Individual papers Part I
The first part of the book covers AI/NL work that has been extended in the direction of robust coverage of large texts. Hobbs describes SRI's entry in the MUC (Message Understanding Conference) competition. This system attempts to do what traditional AI/NL systems do: a complete linguistic and semantic analysis of each sentence. However, it is somewhat non-traditional in the attention it pays to limiting the processing time and recovering from errors. It uses keyword-based statistical techniques to decide which sentences should be skipped altogether and which should be processed. It limits the search through the space of possible parses and inferences, exploring only the most promising ones. And it is able to extract information from sentence fragments when a complete sentence is either ungrammatical or is outside the coverage of the system. Together, these techniques yield a system that is capable of deep, detailed analysis for sentences that are completely within its competence, but that degrades gracefully for sentences that are not. The paper gives a good feel for the problems and tradeoffs involved in message understanding, as well as the special-purpose tricks. For example, in the MUC corpus on Latin American terrorist incidents, it was possible to distinguish between Hispanic surnames and unknown English words using a statistical model based on the frequency of occurrence of three-letter sequences.
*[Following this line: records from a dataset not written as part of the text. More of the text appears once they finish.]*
PR #2010, opened 2025-12-19
feat: add default_state option to popup actions

kairi003:
## Overview

This PR adds support for the `default_state` option in popup actions (browser_action/page_action for MV2, action for MV3). This option controls the initial enabled/disabled state of the extension's action button, as documented in the [Chrome Extension Action API](https://developer.chrome.com/docs/extensions/reference/api/action#enabled_state).

Previously, WXT did not support configuring this property in the manifest, making it impossible to set the action button to a disabled state before any runtime methods are called. This PR allows setting the initial state declaratively in the entrypoint options, following the same pattern as the existing options.

## Changes

- Added `defaultState` property to `PopupEntrypointOptions` type
- Updated manifest generation logic to include `default_state` when specified
- Updated browser API type definitions to support the property
- Added comprehensive tests for MV2 and MV3 manifest generation

## Manual Testing

Verified in `wxt-demo`:
- Added `default_state: "disabled"` to `wxt.config.ts` manifest configuration
- Confirmed TypeScript type checking passes without errors
- Built the extension and verified `default_state` property is correctly included in the generated `manifest.json`

## Related Issue

No related issue - this is a standalone enhancement to improve manifest configuration options.

### DIFF
--- a/packages/browser/src/gen/index.d.ts
+++ b/packages/browser/src/gen/index.d.ts
@@ -9132,6 +9132,7 @@ export namespace Browser {
             default_icon?: ManifestIcons | undefined;
             default_title?: string | undefined;
             default_popup?: string | undefined;
+            default_state?: "enabled" | "disabled" | undefined;
         }
 
         /** Source: https://developer.chrome.com/docs/extensions/reference/permissions-list */
--- a/packages/browser/src/gen/index.d.ts
+++ b/packages/browser/src/gen/index.d.ts
@@ -9132,7 +9132,6 @@ export namespace Browser {
             default_icon?: ManifestIcons | undefined;
             default_title?: string | undefined;
             default_popup?: string | undefined;
-            default_state?: "enabled" | "disabled" | undefined;
         }
 
         /** Source: https://developer.chrome.com/docs/extensions/reference/permissions-list */
--- a/packages/wxt/src/core/utils/__tests__/manifest.test.ts
+++ b/packages/wxt/src/core/utils/__tests__/manifest.test.ts
@@ -18,6 +18,7 @@ import {
   ContentScriptEntrypoint,
   Entrypoint,
   OutputAsset,
+  TargetManifestVersion,
 } from '../../../types';
 import { wxt } from '../../wxt';
 import { mock } from 'vitest-mock-extended';
@@ -44,7 +45,6 @@ describe('Manifest Utils', () => {
               '16': '/icon/16.png',
             },
             defaultTitle: 'Default Title',
-            defaultState: 'enabled',
           },
           outputDir: outDir,
           skipped: false,
@@ -64,7 +64,6 @@ describe('Manifest Utils', () => {
           action: {
             default_icon: popup.options.defaultIcon,
             default_title: popup.options.defaultTitle,
-            default_state: popup.options.defaultState,
             default_popup: 'popup.html',
           },
         };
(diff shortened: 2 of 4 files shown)


packages/browser/src/gen/index.d.ts
aklinker1, line 1: This is a generated file based on `@types/chrome`. To make changes to it's types, open a PR in that repo instead.

For this PR, you're welcome to just `@ts-expect-error` like this PR does: https://github.com/wxt-dev/wxt/pull/2097/changes#diff-50df625c6f95cac7dcf47882681f0bc55fb27a66858fc50256f26fb541b25c43

aklinker1 (changes requested):
Just undo your change to the browser package and add a `@ts-expect-error` like mentioned in the comemnt. Then I'll approve!

Sorry for the delay, and thanks for opening a PR 😄

PatrykKuniczak:
@kairi003 Are you want to go on?

PatrykKuniczak:
@kairi003 One more poke :)

kairi003:
@aklinker1 @PatrykKuniczak 
Sorry for the delay. I’ve made the requested changes based on your comments.
Could you please confirm whether this looks good?

packages/wxt/src/types.ts
```diff
@@ -760,6 +760,7 @@ export interface PopupEntrypointOptions extends BaseEntrypointOptions {
   mv2Key?: PerBrowserOption<'browser_action' | 'page_action'>;
   defaultIcon?: Record<string, string>;
   defaultTitle?: PerBrowserOption<string>;
+  defaultState?: PerBrowserOption<'enabled' | 'disabled'>;
```
PatrykKuniczak, line 768: Let's add info that's only available for Chrome, like there:
https://github.com/wxt-dev/wxt/pull/2010/changes#diff-d28c2725d1b8ea5238aee0b3d8e6c8aabdee0772ea03a560fcfe685561727f0cR765-R770

PatrykKuniczak (changes requested):

packages/wxt/src/types.ts
kairi003: Thank you for your review!
Added a Chrome-only note for defaultState at 7fff02e .

PatrykKuniczak (approved):
LGTM

PatrykKuniczak:
@kairi003

PatrykKuniczak:
@kairi003 WAIT, tests issue.
Let's adjust it

kairi003:
> @kairi003 WAIT, tests issue. Let's adjust it

@PatrykKuniczak 
I fixed a test failure by making default_state only emitted for non-Firefox builds. Does this look good?

PatrykKuniczak:
@kairi003 Let's see details of this error, fix from previous commit doesn't work.
Let's revert this commit, because we'll handle removing props in other way someday #2301

packages/wxt/src/core/utils/__tests__/manifest.test.ts
aklinker1, line 1: Can you add a new test for this instead of updating existsing ones? There's still value in making sure when a state isn't set, nothing gets set in the manifest.

If you revert your changes to the existing tests, they will verify that. Then one small test will make sure it shows up when set.

aklinker1 (approved):

packages/wxt/src/core/utils/__tests__/manifest.test.ts
aklinker1: I'll handle this, I've made you wait long enough

PR #2013, opened 2025-12-21
fix: normalize path for createAnalytics of analytics/index.ts

### LINKED ISSUE #2008: Error on run `pnpm check` for `analytics` package
### Describe the bug

You can see error, on the screenshot:

Image

Problem is in `packages/analytics/.wxt/analytics/index.ts`

Image

### Reproduction

1. Clone repo 
2. Run `pnpm i`
3. Run `pnpm check`

### Steps to reproduce

_No response_

### System Info

```shell
System:
    OS: Windows 11 10.0.26200
    CPU: (12) x64 AMD Ryzen 5 3600 6-Core Processor              
    Memory: 13.30 GB / 31.91 GB
  Binaries:
    Node: 25.1.0
    npm: 11.6.2
    pnpm: 10.15.1
    bun: 1.3.3
  Browsers:
    Chrome: 143.0.7499.110
    Edge: Chromium (140.0.3485.54)
    Firefox: 144.0
    Internet Explorer: 11.0.26100.7309
  npmPackages:
    wxt: workspace:* => 0.20.13
```

### Used Package Manager

pnpm

### Validations

PatrykKuniczak:
### Overview

I've use normalize path for `createAnalysis` func in output.

### Manual Testing

Let's run `pnpm -F analytics prepare` and see new output of `.wxt/analytics/index.ts`, should be valid independent of OS.

### Related Issue

This PR closes #2008

### DIFF
--- a/packages/analytics/modules/analytics/index.ts
+++ b/packages/analytics/modules/analytics/index.ts
@@ -8,6 +8,7 @@ import {
 } from 'wxt/modules';
 import { relative, resolve } from 'node:path';
 import type { AnalyticsConfig } from './types';
+import { normalizePath } from 'wxt';
 
 declare module 'wxt/utils/define-app-config' {
   export interface WxtAppConfig {
@@ -42,7 +43,7 @@ export default defineWxtModule({
       `import { createAnalytics } from '${
         process.env.NPM
           ? clientModuleId
-          : relative(wxtAnalyticsFolder, clientModuleId)
+          : normalizePath(relative(wxtAnalyticsFolder, clientModuleId))
       }';`,
       `import { useAppConfig } from '#imports';`,
       ``,


packages/analytics/modules/analytics/index.ts
```diff
@@ -8,6 +8,7 @@ import {
 } from 'wxt/modules';
 import { relative, resolve } from 'node:path';
```
aklinker1, line 9: Should we just use `node:path/unix` instead of exposing the `normalizePath` function?

PatrykKuniczak: I think you mean about `posix`, but it:
``` import { relative, resolve } from 'node:path/posix'; ```
doesn't work, because it still puts `\`

And afterall(From `.wxt/analytics/index.ts`):
image
But i don't know how to achive that.

And i was wondering if `clientModuleId` and `pluginModuleId` should be also normalize?

Comment (aklinker1) [reply packages/analytics/modules/analytics/index.ts:9]: > `import { relative, resolve } from 'node:path/posix';`
> doesn't work, because it still puts `\`

You sure about that?

Ran a simple test in github actions via https://github.com/wxt-dev/wxt/pull/2074. Both the linux and windows tests output with `/` when using `node:path/posix`.

Image

Comment (PatrykKuniczak) [reply packages/analytics/modules/analytics/index.ts:9]: @aklinker1 I'll try it one more time tomorrow, but i've looked at output file and there was wrong `\`

Comment (PatrykKuniczak) [reply packages/analytics/modules/analytics/index.ts:9]: @aklinker1 
I've removed `.wxt` and try to rebuild, but without `normalizePath` it doesn't work, i have error:
image

Comment (PatrykKuniczak) [reply packages/analytics/modules/analytics/index.ts:9]: I'm also tried to import `resolve` from `node:path` and only `relative` from `posix` but, then i have:
image

In the output file

**Comment by PatrykKuniczak** [comment]
@aklinker1 I'm also simplified import path in output file:
image

**Comment by PatrykKuniczak** [comment]
@aklinker1 OK, IT DOESN'T WORK xD
Reverted

**Comment by aklinker1** [comment]
Ok. Export `normalizePath`, but don't add a new export path for it - those are for runtime utils only. Export it from `wxt` directly since it's a build time util.

Edit: Actually, we should break this PR apart, one for exporting `normalizePath` from WXT so it get's a dedicated entry in the changelog next release.

File: packages/analytics/modules/analytics/index.ts [hunk 2]
```diff
@@ -8,6 +8,7 @@ import {
...
 import type { AnalyticsConfig } from './types';
+import { normalizePath } from 'wxt/utils/paths';
```
aklinker1:
```suggestion
import { normalizePath } from 'wxt';
```

aklinker1 (changes requested):

packages/analytics/modules/analytics/index.ts
PatrykKuniczak: Done in #2080 let's check it

PatrykKuniczak:
@aklinker1 Are you able to enable `update with rebase` as default and only option?
This change can enforce devs to resolve conflicts before merge PR :)
Because of:
image

PatrykKuniczak:
@aklinker1 Finally DONE :)

aklinker1:
> @aklinker1 Are you able to enable `update with rebase` as default and only option? This change can enforce devs to resolve conflicts before merge PR :)
> Because of:
> image

No, that's not a setting on github. You can't merge a PR without resolving conflicts anyways, either a merge commit or a rebase both do the job.

PatrykKuniczak:
@aklinker1 But if you can(if you didn't done it already), let's enable auto removing branches after merge, it'll be useful at least on our branches(because with auto-merge) i usually doesn't check PR after merge, with auto branch remove, we can avoid a loot of old unnecessary branches :)

aklinker1:
It's already enabled. Same problem, I think it's related to your PRs being from a fork.

PR #2014, opened 2025-12-21
fix: Errors and remove unused code of docs and blog

PatrykKuniczak:
### Overview

1. Removed unused code
2. Add missing types and removed unnecessary
3. Removed duplicated CSS props
4. Make real const UPPER_CASE
5. Resolve conflict of vitepress vite version and version on our project (Add `@ts-expect-error`, for permanent solution, we need to wait till [vitepress v2.0](https://github.com/vuejs/vitepress/blob/main/CHANGELOG.md#200-alpha7-2025-06-24) will be released, that's bizzare, all of those changes are in alpha stage for a year)
6. I've wanted to declare breakpoints vals as vars in `:root` and use it inside `@media` but it isn't possible in native CSS and possible solutions isn't good enough, and i need to give up with this idea, only good solution IMHO is to use Tailwindcss to achive this in good quality :)

### Manual Testing

Let's check if blog works well :)

### DIFF
--- a/docs/.vitepress/components/Icon.vue
+++ b/docs/.vitepress/components/Icon.vue
@@ -1,19 +1,19 @@
 <script lang="ts" setup>
 import { computed } from 'vue';
 
-const props = defineProps<{
+const { name, icon } = defineProps<{
   name: string;
   icon?: string;
 }>();
 
 const src = computed(() => {
-  if (props.icon) return props.icon;
-  return `https://raw.githubusercontent.com/PKief/vscode-material-icon-theme/main/icons/${props.name.toLowerCase()}.svg`;
+  if (icon) return icon;
+  return `https://raw.githubusercontent.com/PKief/vscode-material-icon-theme/main/icons/${name.toLowerCase()}.svg`;
 });
 </script>
 
 <template>
-  <img :src="src" :alt="`${name} Logo`" />
+  <img :alt="`${name} Logo`" :src="src" />
 </template>
 
 <style scoped>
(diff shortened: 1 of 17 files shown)


PatrykKuniczak:
@aklinker1 I want to configure `Stylelint`(maybe on seperate PR and then rebase here) for prettify CSS of Vue components, but i don't know how to integrate it with `check` lib, are you able to help me, here or on Discord DM(I've sent it :))

Second approach could be to use plugin for prettier, but stylelint works like eslint + prettier for CSS and IMHO it could be better for that case.

docs/.vitepress/components/Icon.vue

McDonald presents a system for a similar task--extracting job change information from Wall Street Journal articles---using a different technique. Where Hobbs started with a general grammar of English and added special techniques and vocabulary suitable to the domain, McDonald starts with a grammar that is crafted specifically to pick out the names of people and companies and the relations between them. He recognizes that there will
186
P. Norvig
be some input that cannot be parsed by his grammar, but expects that the information he wants to recover will all be in the portion that he can parse. Hirst describes how a flexible representation scheme can make use of linguistic and semantic analysis when it is available but still be able to represent some of the content of a text when the linguistic analysis fails. Like Hobbs, he recognizes that the linguistic analysis will inevitably fail, but when it does he attempts to mix together the unparsed words with the parsed semantic representations to yield a hybrid representation. Thus, a representation like Hirst's might be appropriate for a system that tried to combine the approaches of Hobbs and McDonald. Wilkes presents a programme for turning Longman's dictionary from a messy, unstructured text into a usable data base. Such a resource would be invaluable to the community, although Wilkes points out some of the pitfalls in obtaining it. It is still unclear whether processing a dictionary like Longman's that was intended for humans will yield better results than trying to build a machine tractable dictionary from scratch. Part H
The second part covers state-of-the-art work in IR. Croft presents the best overview of the field, defining IR as text representation plus query representation plus comparison of the two. It is unfortunate that the IR model stops with the result of the retrieval query and does not consider the presentation of the result to the user. Nevertheless, Croft's model is quite general, encompassing boolean, cluster-based, probabilistic, and vector space approaches. The other three papers show how the basic model can be extended. Sparck Jones explains how IR has switched from indexing short abstracts of documents to their full texts. Lewis considers the problem of classifying documents into separate categories, and the implications of this for text representation. He discusses a representation using two-word phrases, which can be extracted from a text by a parser that can recognize combinations such as subject-verb, verb-object, adjective-noun, and so on. One might think that such a representation would yield a big improvement in retrieval, but Lewis reports that in fact it does not help much. Finally, Salton shows how IR techniques can be used to introduce hypertext-like links between paragraphs of text. This addresses the problem of how best to present the results of a query to the user. The standard technique is to present a list of all t h e retrieved text items that match the query. Sometimes the list is sorted by likelihood of match, but it still requires the user to go down the list, deciding which texts are relevant and which are not. With Salton's approach the retrieved text items are arranged into a graph rather than a simple list. The user can navigate through the graph and
Book Review
187
follow links to other passages that are similar to the current one.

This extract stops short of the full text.